- _Requirement_
Go over the data below line by line, and state how many lines contain the string "exclusion". Give the number only.

- _Entries provided_
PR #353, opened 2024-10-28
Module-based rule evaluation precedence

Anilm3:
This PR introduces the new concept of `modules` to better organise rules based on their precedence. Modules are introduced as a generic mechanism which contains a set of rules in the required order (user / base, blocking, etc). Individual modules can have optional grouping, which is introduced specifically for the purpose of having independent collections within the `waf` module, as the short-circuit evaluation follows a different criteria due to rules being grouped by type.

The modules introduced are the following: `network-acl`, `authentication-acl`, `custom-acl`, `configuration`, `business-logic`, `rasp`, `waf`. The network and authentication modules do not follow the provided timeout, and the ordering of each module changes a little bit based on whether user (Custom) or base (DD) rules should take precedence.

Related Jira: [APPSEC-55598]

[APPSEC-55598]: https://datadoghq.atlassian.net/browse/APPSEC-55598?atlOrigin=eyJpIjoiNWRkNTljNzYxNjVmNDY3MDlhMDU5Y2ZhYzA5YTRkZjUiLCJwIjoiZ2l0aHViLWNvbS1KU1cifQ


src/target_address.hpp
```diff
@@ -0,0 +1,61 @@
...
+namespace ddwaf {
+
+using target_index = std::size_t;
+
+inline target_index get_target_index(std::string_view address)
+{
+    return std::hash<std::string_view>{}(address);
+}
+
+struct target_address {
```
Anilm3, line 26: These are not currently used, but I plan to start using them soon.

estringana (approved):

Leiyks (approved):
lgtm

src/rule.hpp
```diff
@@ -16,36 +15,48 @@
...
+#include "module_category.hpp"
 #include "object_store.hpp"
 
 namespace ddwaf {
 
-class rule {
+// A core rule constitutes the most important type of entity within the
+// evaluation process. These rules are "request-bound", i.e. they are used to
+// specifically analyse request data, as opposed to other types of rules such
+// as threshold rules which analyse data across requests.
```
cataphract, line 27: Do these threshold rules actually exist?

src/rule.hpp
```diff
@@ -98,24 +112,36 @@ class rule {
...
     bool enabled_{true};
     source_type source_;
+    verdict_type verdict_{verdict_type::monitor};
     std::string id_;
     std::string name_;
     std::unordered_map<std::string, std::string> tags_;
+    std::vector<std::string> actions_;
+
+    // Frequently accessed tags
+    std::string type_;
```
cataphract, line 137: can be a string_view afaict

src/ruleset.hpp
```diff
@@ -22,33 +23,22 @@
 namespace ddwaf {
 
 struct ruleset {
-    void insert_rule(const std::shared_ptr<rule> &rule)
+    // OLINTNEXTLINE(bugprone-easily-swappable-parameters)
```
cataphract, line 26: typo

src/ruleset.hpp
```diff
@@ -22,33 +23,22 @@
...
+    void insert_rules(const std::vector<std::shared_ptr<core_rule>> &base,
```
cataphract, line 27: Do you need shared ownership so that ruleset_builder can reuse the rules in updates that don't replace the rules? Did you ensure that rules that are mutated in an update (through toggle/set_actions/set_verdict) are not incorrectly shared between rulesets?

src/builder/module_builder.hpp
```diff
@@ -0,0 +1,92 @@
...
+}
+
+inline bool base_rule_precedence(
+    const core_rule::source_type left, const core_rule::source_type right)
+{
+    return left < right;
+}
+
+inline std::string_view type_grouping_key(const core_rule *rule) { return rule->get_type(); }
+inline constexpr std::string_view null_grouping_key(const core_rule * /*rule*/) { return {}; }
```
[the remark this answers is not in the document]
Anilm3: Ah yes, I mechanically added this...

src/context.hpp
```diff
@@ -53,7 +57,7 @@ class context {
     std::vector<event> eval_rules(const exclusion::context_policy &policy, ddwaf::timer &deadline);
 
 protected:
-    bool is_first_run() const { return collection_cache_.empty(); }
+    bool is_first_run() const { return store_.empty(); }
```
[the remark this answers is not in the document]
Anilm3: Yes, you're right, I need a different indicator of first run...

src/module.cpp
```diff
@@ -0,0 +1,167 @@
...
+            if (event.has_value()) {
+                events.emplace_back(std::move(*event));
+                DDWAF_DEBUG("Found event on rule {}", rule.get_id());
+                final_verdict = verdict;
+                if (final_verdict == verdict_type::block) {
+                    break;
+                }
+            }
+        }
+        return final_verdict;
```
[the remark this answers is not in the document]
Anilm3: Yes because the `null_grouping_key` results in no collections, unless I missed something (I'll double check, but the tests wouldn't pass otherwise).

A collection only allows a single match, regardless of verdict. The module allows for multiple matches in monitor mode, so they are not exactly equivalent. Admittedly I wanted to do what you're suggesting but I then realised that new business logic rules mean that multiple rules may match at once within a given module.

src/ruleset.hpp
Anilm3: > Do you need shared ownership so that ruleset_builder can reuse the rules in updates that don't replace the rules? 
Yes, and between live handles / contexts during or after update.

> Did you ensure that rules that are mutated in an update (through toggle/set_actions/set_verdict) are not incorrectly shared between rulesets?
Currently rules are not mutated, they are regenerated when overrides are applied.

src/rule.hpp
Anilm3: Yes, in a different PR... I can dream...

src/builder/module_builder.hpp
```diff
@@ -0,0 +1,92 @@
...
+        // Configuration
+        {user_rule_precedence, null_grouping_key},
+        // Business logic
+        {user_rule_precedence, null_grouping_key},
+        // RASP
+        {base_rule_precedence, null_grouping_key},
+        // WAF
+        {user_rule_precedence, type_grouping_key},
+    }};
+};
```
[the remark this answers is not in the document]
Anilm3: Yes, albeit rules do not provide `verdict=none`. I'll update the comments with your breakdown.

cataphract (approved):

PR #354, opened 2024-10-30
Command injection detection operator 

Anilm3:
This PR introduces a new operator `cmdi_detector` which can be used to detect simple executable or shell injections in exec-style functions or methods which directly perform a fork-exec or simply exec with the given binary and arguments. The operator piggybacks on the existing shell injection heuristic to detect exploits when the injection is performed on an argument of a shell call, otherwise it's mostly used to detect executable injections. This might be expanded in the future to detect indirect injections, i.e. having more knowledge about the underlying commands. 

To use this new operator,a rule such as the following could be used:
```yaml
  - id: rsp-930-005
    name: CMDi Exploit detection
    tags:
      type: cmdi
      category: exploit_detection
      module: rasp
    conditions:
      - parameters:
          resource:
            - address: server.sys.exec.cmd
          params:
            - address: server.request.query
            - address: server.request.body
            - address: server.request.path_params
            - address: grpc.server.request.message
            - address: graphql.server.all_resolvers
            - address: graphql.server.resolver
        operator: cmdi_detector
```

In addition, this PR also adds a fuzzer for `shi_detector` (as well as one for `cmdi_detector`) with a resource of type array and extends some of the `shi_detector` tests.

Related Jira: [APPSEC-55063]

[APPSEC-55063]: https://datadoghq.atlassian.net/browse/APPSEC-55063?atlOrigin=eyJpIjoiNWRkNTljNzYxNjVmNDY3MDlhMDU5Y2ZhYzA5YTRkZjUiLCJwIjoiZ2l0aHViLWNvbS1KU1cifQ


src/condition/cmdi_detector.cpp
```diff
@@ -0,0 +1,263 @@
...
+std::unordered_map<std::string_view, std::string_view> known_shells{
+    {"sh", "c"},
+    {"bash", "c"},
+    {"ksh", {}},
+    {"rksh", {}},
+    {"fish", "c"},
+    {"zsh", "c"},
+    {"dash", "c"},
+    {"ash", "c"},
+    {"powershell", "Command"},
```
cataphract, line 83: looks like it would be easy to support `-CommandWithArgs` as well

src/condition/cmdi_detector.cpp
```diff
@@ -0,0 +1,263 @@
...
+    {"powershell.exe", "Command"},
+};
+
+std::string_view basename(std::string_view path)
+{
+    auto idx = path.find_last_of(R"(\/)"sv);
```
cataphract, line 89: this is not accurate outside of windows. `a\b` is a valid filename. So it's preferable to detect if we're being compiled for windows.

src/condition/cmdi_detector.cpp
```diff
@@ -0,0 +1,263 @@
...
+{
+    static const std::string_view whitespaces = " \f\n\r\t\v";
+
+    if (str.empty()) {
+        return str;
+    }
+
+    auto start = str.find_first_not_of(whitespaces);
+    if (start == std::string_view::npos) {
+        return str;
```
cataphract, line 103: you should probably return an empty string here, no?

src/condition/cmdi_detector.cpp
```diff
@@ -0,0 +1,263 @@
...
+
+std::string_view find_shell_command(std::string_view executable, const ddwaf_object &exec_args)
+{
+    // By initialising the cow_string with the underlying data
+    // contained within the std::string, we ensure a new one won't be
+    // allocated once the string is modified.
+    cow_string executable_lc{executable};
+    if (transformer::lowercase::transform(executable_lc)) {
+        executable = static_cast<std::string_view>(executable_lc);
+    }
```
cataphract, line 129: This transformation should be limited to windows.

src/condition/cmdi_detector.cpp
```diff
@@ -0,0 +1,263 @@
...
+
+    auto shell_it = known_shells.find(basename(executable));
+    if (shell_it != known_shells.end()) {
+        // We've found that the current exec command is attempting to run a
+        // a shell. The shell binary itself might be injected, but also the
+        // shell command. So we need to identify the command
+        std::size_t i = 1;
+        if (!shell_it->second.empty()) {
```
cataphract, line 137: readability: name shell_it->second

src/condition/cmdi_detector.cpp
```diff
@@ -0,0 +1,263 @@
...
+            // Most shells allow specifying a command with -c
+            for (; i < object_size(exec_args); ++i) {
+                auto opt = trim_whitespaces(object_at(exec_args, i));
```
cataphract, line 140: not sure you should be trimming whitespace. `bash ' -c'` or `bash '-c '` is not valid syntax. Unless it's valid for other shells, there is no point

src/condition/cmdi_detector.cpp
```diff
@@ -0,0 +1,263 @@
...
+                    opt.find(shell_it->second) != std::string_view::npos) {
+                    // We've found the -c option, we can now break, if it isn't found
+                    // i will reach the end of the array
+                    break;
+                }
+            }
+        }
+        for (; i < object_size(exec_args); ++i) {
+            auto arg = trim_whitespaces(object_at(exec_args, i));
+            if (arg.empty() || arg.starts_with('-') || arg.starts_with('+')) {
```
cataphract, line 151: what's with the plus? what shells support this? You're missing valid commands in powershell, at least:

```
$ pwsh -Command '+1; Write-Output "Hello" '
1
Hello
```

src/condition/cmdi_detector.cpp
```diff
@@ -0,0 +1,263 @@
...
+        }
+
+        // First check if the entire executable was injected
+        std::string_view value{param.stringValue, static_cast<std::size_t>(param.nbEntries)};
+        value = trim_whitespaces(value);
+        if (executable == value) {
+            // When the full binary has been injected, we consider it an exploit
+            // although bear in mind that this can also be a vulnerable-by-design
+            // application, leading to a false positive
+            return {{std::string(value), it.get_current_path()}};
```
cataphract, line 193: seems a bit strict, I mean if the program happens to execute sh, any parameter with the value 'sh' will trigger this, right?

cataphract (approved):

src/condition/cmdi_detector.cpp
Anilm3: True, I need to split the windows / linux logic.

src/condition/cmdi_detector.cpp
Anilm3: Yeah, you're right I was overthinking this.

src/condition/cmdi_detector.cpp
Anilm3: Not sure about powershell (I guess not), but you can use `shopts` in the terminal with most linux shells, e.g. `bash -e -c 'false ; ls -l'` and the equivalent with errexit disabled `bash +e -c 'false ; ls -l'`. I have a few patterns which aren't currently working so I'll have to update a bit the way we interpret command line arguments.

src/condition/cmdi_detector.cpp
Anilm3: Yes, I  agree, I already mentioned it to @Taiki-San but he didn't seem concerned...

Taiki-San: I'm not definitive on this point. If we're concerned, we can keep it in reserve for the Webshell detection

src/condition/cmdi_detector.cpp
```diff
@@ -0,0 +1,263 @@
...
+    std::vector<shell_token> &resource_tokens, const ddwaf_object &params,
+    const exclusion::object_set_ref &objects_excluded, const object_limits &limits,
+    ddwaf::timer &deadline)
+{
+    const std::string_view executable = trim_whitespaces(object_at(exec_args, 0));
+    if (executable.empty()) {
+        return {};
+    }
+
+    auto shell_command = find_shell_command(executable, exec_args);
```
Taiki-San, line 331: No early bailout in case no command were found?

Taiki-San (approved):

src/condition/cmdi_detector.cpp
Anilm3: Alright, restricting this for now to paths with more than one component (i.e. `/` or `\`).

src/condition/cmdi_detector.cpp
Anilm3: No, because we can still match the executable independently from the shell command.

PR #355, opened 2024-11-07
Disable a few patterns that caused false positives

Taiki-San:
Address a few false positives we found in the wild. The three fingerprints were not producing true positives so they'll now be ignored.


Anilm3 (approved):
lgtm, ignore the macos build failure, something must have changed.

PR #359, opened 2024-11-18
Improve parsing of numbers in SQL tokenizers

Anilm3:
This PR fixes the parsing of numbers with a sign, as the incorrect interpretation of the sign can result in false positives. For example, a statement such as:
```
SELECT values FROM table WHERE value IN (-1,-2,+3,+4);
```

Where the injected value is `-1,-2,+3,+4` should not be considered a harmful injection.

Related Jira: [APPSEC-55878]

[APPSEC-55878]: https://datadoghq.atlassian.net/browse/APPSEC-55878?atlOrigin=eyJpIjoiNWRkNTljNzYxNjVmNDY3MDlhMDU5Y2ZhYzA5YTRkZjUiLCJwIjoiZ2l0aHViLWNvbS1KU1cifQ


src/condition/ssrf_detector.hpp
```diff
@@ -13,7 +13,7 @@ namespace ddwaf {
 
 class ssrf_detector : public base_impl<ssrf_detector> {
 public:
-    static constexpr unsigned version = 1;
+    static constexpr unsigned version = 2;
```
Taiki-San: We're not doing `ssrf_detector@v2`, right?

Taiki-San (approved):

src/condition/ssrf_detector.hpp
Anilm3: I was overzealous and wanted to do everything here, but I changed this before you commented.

- _Answer space_
2